## TASK INSTRUCTIONS:
An exact copy of all the data is the required output.

[Collected data entries]
PR #1317, opened 2021-07-06
raw pointers are evil (share the Song)

charbeljc:
Use shared pointers for Song objects everywhere to avoid ownership problems with python bindings.

### DIFF
--- a/src/core/AudioEngine.cpp
+++ b/src/core/AudioEngine.cpp
@@ -294,7 +294,7 @@ int AudioEngine::start( bool bLockEngine, unsigned nTotalFrames )
 	m_nPatternTickPosition = 0;
 
 	// prepare the tick size for this song
-	Song* pSong = Hydrogen::get_instance()->getSong();
+	std::shared_ptr<Song> pSong = Hydrogen::get_instance()->getSong();
 	m_pAudioDriver->m_transport.m_fTickSize =
 		AudioEngine::computeTickSize( static_cast<float>(m_pAudioDriver->getSampleRate()), pSong->getBpm(), pSong->getResolution() );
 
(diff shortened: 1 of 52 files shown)


theGreatWhiteShark (approved):
Jej. Thanks!

charbeljc:
> Jej. Thanks!

Ur welcome!

src/core/AudioEngine.cpp
```diff
@@ -787,7 +787,7 @@ void AudioEngine::restartAudioDrivers()
 	startAudioDrivers();
 }
 
-void AudioEngine::processCheckBPMChanged(Song* pSong)
+void AudioEngine::processCheckBPMChanged(std::shared_ptr<Song> pSong)
```
Floessie, line 790: You can generally save some refcounting by passing `std::shared_ptr<T>` as `const std::shared_ptr<T>&` or `const std::shared_ptr<const T>&`.

elpescado: I'm not a fan of passing smart pointers by reference, as it's confusing and does not convey ownership semantics clearly. I'd suggest either:

1. `std::shared_ptr<Song>` if function participates in ownership of song, or
2. `Song &` otherwise.

There's nice [explaination](https://herbsutter.com/2013/06/05/gotw-91-solution-smart-pointer-parameters/) of this on Herb Sutter's blog:

> Pass by `*` or `&` to accept a `widget` independently of how the caller is managing its lifetime. Most of the time, we don’t want to commit to a lifetime policy in the parameter type, such as requiring the object be held by a specific smart pointer, because this is usually needlessly restrictive. As usual, use a * if you need to express null (no widget), otherwise prefer to use a &; and if the object is input-only, write const widget* or const widget&.

PR #1318, opened 2021-07-09
use copy semantics for EnvelopePoint

charbeljc:
The main motivation for this patch comes from my work on python bindings. Wrapping std::vector<std::unique_ptr<Thing>> is a recipe for disaster...


theGreatWhiteShark (approved):
+1

PR #1319, opened 2021-07-09
Get rid of the __class_name parameter in H2Core::Object constructor

charbeljc:
The main motivation is the ability to expose abstract classes (AudioOutput, MidiInput, MidiOutput) to python bindings (and subclass them in python).
This also fixes the case of some H2Core::Object subclasses for which __class_name was never defined / initialized.

To keep it short, the macro H2_OBJECT is changed to take the class name as parameter
```c++
class Foo: public H2Core::Object {
    H2_OBJECT(Foo)
public:
    Foo() : Object() {}
    ...
};
```


src/gui/src/Director.cpp
```diff
@@ -65,7 +65,7 @@ using namespace H2Core;
 
 Director::Director ( QWidget* pParent )
 		: QDialog ( pParent )
-		, Object ( "Director" )
```
theGreatWhiteShark, line 68: The corresponding header file `Director.h` was not modified.

Hmm. Turns out it did not contain the `H2_OBJECT` macro. Could you add it?

src/gui/src/SongPropertiesDialog.h
```diff
@@ -32,7 +32,7 @@
  */
 class SongPropertiesDialog : public QDialog, private Ui_SongPropertiesDialog_UI
 {
-    H2_OBJECT
+    H2_OBJECT(SongPropertiesDialog)
```
theGreatWhiteShark, line 35: This one is odd. The class itself does not inherit from `H2Core::Object`. If think it's save to remove the macro.

theGreatWhiteShark (commented):
> The main motivation is the ability to expose abstract classes (AudioOutput, MidiInput, MidiOutput) to python bindings (and subclass them in python).
This also fixes the case of some H2Core::Object subclasses for which __class_name was never defined / initialized.
>
> To keep it short, the macro H2_OBJECT is changed to take the class name as parameter
>
> class Foo: public H2Core::Object {
>    H2_OBJECT(Foo)
> public:
>   Foo() : Object() {}
>    ...
> };

I like the idea. All these `__class_name` variables also do flood the terminal with warnings when building the doxygen developer documentation causing more important warnings to slip through.

I'm afraid having `Object::class_name()` as a `static` member won't work.

In the constructor of `Object` the `add_object()` method is called in order to add the `class_name` to the object map (the one shown at the very end of the log after starting hydrogen using the `-VDebug` command-line option and quitting it). That's a huge help when tracking down memory leakage. With these changes, however, all object will be just entered as "Object" and not with their actual class names. 

I'm not an expert in C++ but this [comment at Stackoverflow](https://stackoverflow.com/questions/34222703/how-to-override-static-method-of-template-class-in-derived-class/34222770#34222770) seems to hold one candidate solution.

charbeljc:
> I'm afraid having `Object::class_name()` as a `static` member won't work.
> 
> In the constructor of `Object` the `add_object()` method is called in order to add the `class_name` to the object map (the one shown at the very end of the log after starting hydrogen using the `-VDebug` command-line option and quitting it). That's a huge help when tracking down memory leakage. With these changes, however, all object will be just entered as "Object" and not with their actual class names.
> 
> I'm not an expert in C++ but this [comment at Stackoverflow](https://stackoverflow.com/questions/34222703/how-to-override-static-method-of-template-class-in-derived-class/34222770#34222770) seems to hold one candidate solution.

I did have overlooked the `add_object()` mess ... This gave me an hard time to restore counting functionality with this rather pythonic pattern which don't fit well in C++, so I ended up killing completely `add_object()` in favor of a template class
`Countable<T>` following the lovely Curiously Recursive Template Pattern you pointed at me!

The only downside is that we have to explicitly register class names with the associated counters in `init_core_object_map()` or `init_gui_object_map()`.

## SOLUTION:
PR #1317, opened 2021-07-06
raw pointers are evil (share the Song)

charbeljc:
Use shared pointers for Song objects everywhere to avoid ownership problems with python bindings.

### DIFF
--- a/src/core/AudioEngine.cpp
+++ b/src/core/AudioEngine.cpp
@@ -294,7 +294,7 @@ int AudioEngine::start( bool bLockEngine, unsigned nTotalFrames )
 	m_nPatternTickPosition = 0;
 
 	// prepare the tick size for this song
-	Song* pSong = Hydrogen::get_instance()->getSong();
+	std::shared_ptr<Song> pSong = Hydrogen::get_instance()->getSong();
 	m_pAudioDriver->m_transport.m_fTickSize =
 		AudioEngine::computeTickSize( static_cast<float>(m_pAudioDriver->getSampleRate()), pSong->getBpm(), pSong->getResolution() );
 
(diff shortened: 1 of 52 files shown)


theGreatWhiteShark (approved):
Jej. Thanks!

charbeljc:
> Jej. Thanks!

Ur welcome!

src/core/AudioEngine.cpp
```diff
@@ -787,7 +787,7 @@ void AudioEngine::restartAudioDrivers()
 	startAudioDrivers();
 }
 
-void AudioEngine::processCheckBPMChanged(Song* pSong)
+void AudioEngine::processCheckBPMChanged(std::shared_ptr<Song> pSong)
```
Floessie, line 790: You can generally save some refcounting by passing `std::shared_ptr<T>` as `const std::shared_ptr<T>&` or `const std::shared_ptr<const T>&`.

elpescado: I'm not a fan of passing smart pointers by reference, as it's confusing and does not convey ownership semantics clearly. I'd suggest either:

1. `std::shared_ptr<Song>` if function participates in ownership of song, or
2. `Song &` otherwise.

There's nice [explaination](https://herbsutter.com/2013/06/05/gotw-91-solution-smart-pointer-parameters/) of this on Herb Sutter's blog:

> Pass by `*` or `&` to accept a `widget` independently of how the caller is managing its lifetime. Most of the time, we don’t want to commit to a lifetime policy in the parameter type, such as requiring the object be held by a specific smart pointer, because this is usually needlessly restrictive. As usual, use a * if you need to express null (no widget), otherwise prefer to use a &; and if the object is input-only, write const widget* or const widget&.

PR #1318, opened 2021-07-09
use copy semantics for EnvelopePoint

charbeljc:
The main motivation for this patch comes from my work on python bindings. Wrapping std::vector<std::unique_ptr<Thing>> is a recipe for disaster...


theGreatWhiteShark (approved):
+1

PR #1319, opened 2021-07-09
Get rid of the __class_name parameter in H2Core::Object constructor

charbeljc:
The main motivation is the ability to expose abstract classes (AudioOutput, MidiInput, MidiOutput) to python bindings (and subclass them in python).
This also fixes the case of some H2Core::Object subclasses for which __class_name was never defined / initialized.

To keep it short, the macro H2_OBJECT is changed to take the class name as parameter
```c++
class Foo: public H2Core::Object {
    H2_OBJECT(Foo)
public:
    Foo() : Object() {}
    ...
};
```


src/gui/src/Director.cpp
```diff
@@ -65,7 +65,7 @@ using namespace H2Core;
 
 Director::Director ( QWidget* pParent )
 		: QDialog ( pParent )
-		, Object ( "Director" )
```
theGreatWhiteShark, line 68: The corresponding header file `Director.h` was not modified.

Hmm. Turns out it did not contain the `H2_OBJECT` macro. Could you add it?

src/gui/src/SongPropertiesDialog.h
```diff
@@ -32,7 +32,7 @@
  */
 class SongPropertiesDialog : public QDialog, private Ui_SongPropertiesDialog_UI
 {
-    H2_OBJECT
+    H2_OBJECT(SongPropertiesDialog)
```
theGreatWhiteShark, line 35: This one is odd. The class itself does not inherit from `H2Core::Object`. If think it's save to remove the macro.

theGreatWhiteShark (commented):
> The main motivation is the ability to expose abstract classes (AudioOutput, MidiInput, MidiOutput) to python bindings (and subclass them in python).
This also fixes the case of some H2Core::Object subclasses for which __class_name was never defined / initialized.
>
> To keep it short, the macro H2_OBJECT is changed to take the class name as parameter
>
> class Foo: public H2Core::Object {
>    H2_OBJECT(Foo)
> public:
>   Foo() : Object() {}
>    ...
> };

I like the idea. All these `__class_name` variables also do flood the terminal with warnings when building the doxygen developer documentation causing more important warnings to slip through.

I'm afraid having `Object::class_name()` as a `static` member won't work.

In the constructor of `Object` the `add_object()` method is called in order to add the `class_name` to the object map (the one shown at the very end of the log after starting hydrogen using the `-VDebug` command-line option and quitting it). That's a huge help when tracking down memory leakage. With these changes, however, all object will be just entered as "Object" and not with their actual class names. 

I'm not an expert in C++ but this [comment at Stackoverflow](https://stackoverflow.com/questions/34222703/how-to-override-static-method-of-template-class-in-derived-class/34222770#34222770) seems to hold one candidate solution.

charbeljc:
> I'm afraid having `Object::class_name()` as a `static` member won't work.
> 
> In the constructor of `Object` the `add_object()` method is called in order to add the `class_name` to the object map (the one shown at the very end of the log after starting hydrogen using the `-VDebug` command-line option and quitting it). That's a huge help when tracking down memory leakage. With these changes, however, all object will be just entered as "Object" and not with their actual class names.
> 
> I'm not an expert in C++ but this [comment at Stackoverflow](https://stackoverflow.com/questions/34222703/how-to-override-static-method-of-template-class-in-derived-class/34222770#34222770) seems to hold one candidate solution.

I did have overlooked the `add_object()` mess ... This gave me an hard time to restore counting functionality with this rather pythonic pattern which don't fit well in C++, so I ended up killing completely `add_object()` in favor of a template class
`Countable<T>` following the lovely Curiously Recursive Template Pattern you pointed at me!

The only downside is that we have to explicitly register class names with the associated counters in `init_core_object_map()` or `init_gui_object_map()`.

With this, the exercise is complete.